If class_id is specified, we calculate precision by considering only the entries in the batch for which class_id is in the top-k highest predictions, and computing the fraction of them for which class_id is indeed a correct label. If class_id is not specified, we'll calculate precision as how often on average a class among the top-k classes with the highest predicted values of a batch entry is correct and can be found in the label for that entry.

precision_at_k creates two local variables, true_positive_at_<k> and false_positive_at_<k>, that are used to compute the precision@k frequency. This frequency is ultimately returned as precision_at_<k>: an idempotent operation that simply divides true_positive_at_<k> by total (true_positive_at_<k> + false_positive_at_<k>).

For estimation of the metric over a stream of data, the function creates an update_op operation that updates these variables and returns the precision_at_<k>. Internally, a top_k operation computes a Tensor indicating the top k predictions. Set operations applied to top_k and labels calculate the true positives and false positives weighted by weights. Then update_op increments true_positive_at_<k> and false_positive_at_<k> using these values.

If weights is None, weights default to 1. Use weights of 0 to mask values.

labels int64 Tensor or SparseTensor with shape [D1, ... DN, num_labels] or [D1, ... DN], where the latter implies num_labels=1. N >= 1 and num_labels is the number of target classes for the associated prediction. Commonly, N=1 and labels has shape [batch_size, num_labels]. [D1, ... DN] must match predictions. Values should be in range [0, num_classes), where num_classes is the last dimension of predictions. Values outside this range are ignored.
predictions Float Tensor with shape [D1, ... DN, num_classes] where N >= 1. Commonly, N=1 and predictions has shape [batch size, num_classes]. The final dimension contains the logit values for each class. [D1, ... DN] must match labels.
k Integer, k for @k metric.
class_id Integer class ID for which we want binary metrics. This should be in range [0, num_classes], where num_classes is the last dimension of predictions. If class_id is outside this range, the method returns NAN.
weights Tensor whose rank is either 0, or n-1, where n is the rank of labels. If the latter, it must be broadcastable to labels (i.e., all dimensions must be either 1, or the same as the corresponding labels dimension).
metrics_collections An optional list of collections that values should be added to.
updates_collections An optional list of collections that updates should be added to.
name Name of new update operation, and namespace for other dependent ops.

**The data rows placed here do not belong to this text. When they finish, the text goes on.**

PR #9830, opened 2025-04-02
DO NOT COMMIT test for u55 + mv2

digantdesai:
### Summary

### Test plan

### DIFF
--- a/backends/arm/arm_vela.py
+++ b/backends/arm/arm_vela.py
@@ -66,7 +66,7 @@ def vela_compile(
         output_dir = os.path.join(tmpdir, "output")
         args.append(f"--output-dir={output_dir}")
         args.append(tosa_path)
-        if verbose:
+        if verbose or True:
             args.append("--verbose-all")
         vela.main(" ".join(args).split(" "))
 
--- a/backends/arm/test/test_arm_baremetal.sh
+++ b/backends/arm/test/test_arm_baremetal.sh
@@ -120,23 +120,25 @@ test_models_ethosu_fvp() { # End to End model tests using model_test.py
     python3 backends/arm/test/test_model.py --test_output=arm_test/test_model --build_libs
 
     # TOSA quantized
-    echo "${TEST_SUITE_NAME}: Test ethos-u target TOSA"
-    python3 backends/arm/test/test_model.py --test_output=arm_test/test_model --target=TOSA --model=mv2
-    python3 backends/arm/test/test_model.py --test_output=arm_test/test_model --target=TOSA --model=mv3
-    python3 backends/arm/test/test_model.py --test_output=arm_test/test_model --target=TOSA --model=lstm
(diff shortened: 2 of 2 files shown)


digantdesai:
@zingo - If I run MV2 locally I get a different number for ethos PMU, any clue on how to start debugging? I believe George also confirmed that something odd is going on after comparing two runs.

zingo:
> @zingo - If I run MV2 locally I get a different number for ethos PMU, any clue on how to start debugging? I believe George also confirmed that something odd is going on after comparing two runs.

When you run it locally do you use run.sh or 
`python3 backends/arm/test/test_model.py --test_output=arm_test/test_model --target=ethos-u55-128 --model=mv2 --extra_flags="-DET_ATOL=2.00 -DET_RTOL=2.00" --build_libs`

zingo:
Found the bug and a PR is on it's way :) With it I now see 5.5M NPU cycles on mv2 when using Sram_Only with test_model.py also so it should match run.sh testing. Thanks for testing and reporting this :)

zingo:
I hope this PR will fix the problem you got. 
https://github.com/pytorch/executorch/pull/9902

gggekov:
Thanks @zingo @digantdesai ! 
For completeness, the performance on mobilenet_v2 on U55-128 on the Corstone-300 is: 

- **Shared Sram** memory mode, **Ethos_U55_Deep_Embedded** system config: 8.3M NPU active cycles
- **Shared Sram** memory mode, **Ethos_U55_High_End_Embedded** system config: 6.7M NPU active cycles
- **Sram Only** memory mode,  **Ethos_U55_Deep_Embedded** and **Ethos_U55_High_End_Embedded** - 5.5M NPU active cycles

For Shared_Sram, we see a difference in the performance between the Ethos_U55_Deep_Embedded and the Ethos_U55_High_End_Embedded system configs and that is expected. This is because the memory bandwidth and latency are different between the two system configurations. With the deeply embedded timing adapter settings, the NPU perceives bus bandwidth of 4bits/clock cycle(=250MB/s if you are @ 500MHz) on the external memory and for the High_End_Embedded, the bus bandwidth is 8bits/cc(or 500MB/s if the NPU is clocked at 500MHz) for the external memory. Note that even though the performance is different for Shared_Sram(8.3M vs 6.7M cycles), the PMU counters for amount of beats read on the AXI0/AXI1 interfaces are the same. In other words, the NPU reads the same amount of data between the deeply embedded & high end embedded system configs. This is again expected because we run the same model, just in the deeply embedded case the NPU has to wait longer for the data to arrive due to the lower bandwidth on the Flash. 

As for Sram_Only, we place everything in the SRAM and the SRAM bandwidth is the same between Deeply Embedded & High End systems, therefore we see identical performance.

zingo:
@digantdesai  OK to close this?

zingo:
Time to close this

PR #9834, opened 2025-04-02
Arm Backend: Fixes related to pytorch updates

SaoirseARM:
### Summary
- Update to error message for unsupported types
- Check file extension in test_debug_feats
- Adding expected failures for some unsupported operators in tests

### DIFF
--- a/backends/arm/test/models/test_nn_functional.py
+++ b/backends/arm/test/models/test_nn_functional.py
@@ -104,7 +104,15 @@ def test_nn_functional_MI(test_data):
             raise e
 
 
-@parametrize("test_data", module_tests)
+x_fails = {
+    "normalize": "MLETORCH-852: Support aten.index_put.default",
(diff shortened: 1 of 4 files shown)


zingo (approved):

backends/arm/test/models/test_nn_functional.py
```diff
@@ -104,7 +104,15 @@ def test_nn_functional_MI(test_data):
             raise e
 
 
-@parametrize("test_data", module_tests)
+x_fails = {
+    "normalize": "MLETORCH-852: Support aten.index_put.default",
```
digantdesai, line 108: MLETORCH-* - are these issues tracking ET work? if yes, would it be possible to put them under ET GH? Just for visibility. If I can access these from outside Arm that would be OK too.

SaoirseARM: Hi, 

Thanks for the review. 
We had some discussions yesterday on the best way to do this and we will start looking into this as soon as possible. 

Thanks, 
Saoirse

PR #9838, opened 2025-04-02
Fix build gating on optimized_portable_kernels

swolchok:
If we don't need optimized kernels, we don't need optimized portable kernels.
Pull-Request-resolved: https://github.com/pytorch/executorch/pull/9665


swolchok:
* (to be filled)

swolchok:
@manuelcandales apologies for the duplicate PR. having trouble with ghstack. you accepted this once already as #9665.

manuelcandales (approved):

PR #9845, opened 2025-04-02
Fix scalar type logging from #9751

swolchok:
I forgot that we have a nice system for logging ScalarTypes as strings already. Let's use it.


swolchok:
* (to be filled)

manuelcandales (approved):

PR #9868, opened 2025-04-03
Fix breaks from googletest upgrade (vulkan_compute_api_test) (#9760)

hershi:
Summary:

Missing include in vulkan_compute_api_test.cpp - added

Reviewed By: SS-JIA

Differential Revision: D72139603


SS-JIA:
This PR is no longer needed.

PR #9873, opened 2025-04-03
Arm backend: Improve pre-push hook

Sebastian-Larsson:
Now checks:
* License header
* Lintrunner
* Commit message

This is done for all commits that are not on the remote branch the current branch is tracking.

Commit message checks are:
* Subject limit is 72 characters
* Subject should start with "Arm backend: " + an imperative verb
* Body limit is 72 characters
* Must contain Signed-off-by

Lines can be shorter than 72, but unless it's a new paragraph each line should get to as close to 72 characters as possible. This is not checked by the hook.

### DIFF
--- a/backends/arm/scripts/pre-push
+++ b/backends/arm/scripts/pre-push
@@ -4,42 +4,178 @@
 # This source code is licensed under the BSD-style license found in the
 # LICENSE file in the root directory of this source tree.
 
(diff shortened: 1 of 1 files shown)


Sebastian-Larsson:
CI failure seems unrelated. Started happening after this was merged: https://github.com/pytorch/executorch/pull/9643

zingo (approved):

precision Scalar float64 Tensor with the value of true_positives divided by the sum of true_positives and false_positives.
update_op Operation that increments true_positives and false_positives variables appropriately, and whose value matches precision.

ValueError If weights is not None and its shape doesn't match predictions, or if either metrics_collections or updates_collections are not a list or tuple.
RuntimeError If eager execution is enabled.